7. The preparation method according to claim 1, characterized in that, The heating reaction takes 5 to 14 hours.
8. The preparation method according to claim 1, characterized in that, The heating reaction is followed by cooling, filtration, and drying.
9. The preparation method according to claim 1, characterized in that, Step (2) The first lithium source includes lithium nitrate.
10. The preparation method according to claim 1, characterized in that, The iridium source includes iridium nitrate.
11. The preparation method according to claim 1, characterized in that, The titanium source includes tetrabutyl titanate.
12. The preparation method according to claim 1, characterized in that, The phosphorus source includes phosphoric acid.
13. The preparation method according to claim 1, characterized in that, The second solvent includes ethanol.

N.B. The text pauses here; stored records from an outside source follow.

PR #3215, opened 2025-12-15
Promote a selection of k8s and container attributes to alpha

ChrsMark:
## Changes

This is part of https://github.com/open-telemetry/semantic-conventions/issues/3120. The purpose of this PR is to advertise the intention and start collecting feedback.

All suggested attributes are already in use from several Collector components as described at https://github.com/open-telemetry/semantic-conventions/issues/3120#issue-3659290856:

> - [k8sattributes processor](https://github.com/open-telemetry/opentelemetry-collector-contrib/tree/main/processor/k8sattributesprocessor) (from [metadata.yaml](https://github.com/open-telemetry/opentelemetry-collector-contrib/blob/main/processor/k8sattributesprocessor/metadata.yaml#L14C1-L135C19) and [extract::metadata](https://github.com/open-telemetry/opentelemetry-collector-contrib/blob/main/processor/k8sattributesprocessor/config.go#L133-L147))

14. The preparation method according to claim 1, characterized in that, The temperature at which the solvent is stirred and evaporated in step (2) is 80~90℃.
15. The preparation method according to claim 1, characterized in that, Step (3) The second lithium source includes lithium hydroxide and / or lithium carbonate.
16. The preparation method according to claim 1, characterized in that, The sintering temperature is 750~1000℃.
17. The preparation method according to claim 1, characterized in that, The sintering process takes 8 to 16 hours.
18. The preparation method according to claim 1, characterized in that, The atmosphere for the sintering process includes any one or a combination of at least two of oxygen, argon, or air.
19. A modified cobalt-free cathode material, characterized in that, The modified cobalt-free cathode material is prepared by the method described in any one of claims 1-18, and the modified cobalt-free cathode material comprises a molybdenum-doped cobalt-free core and a coating layer disposed on the surface of the molybdenum-doped cobalt-free core; With the molar amount of the molybdenum-doped cobalt-free core being 100%, the molar fraction of molybdenum is 0.5% to 3%. Based on the mass of the modified cobalt-free cathode material as 100%, the mass fraction of the coating layer is 0.5~4%.
20. A positive electrode sheet, characterized in that, The positive electrode comprises the modified cobalt-free positive electrode material as described in claim 19.
21. A lithium-ion battery, characterized in that, The lithium-ion battery includes the positive electrode as described in claim 20.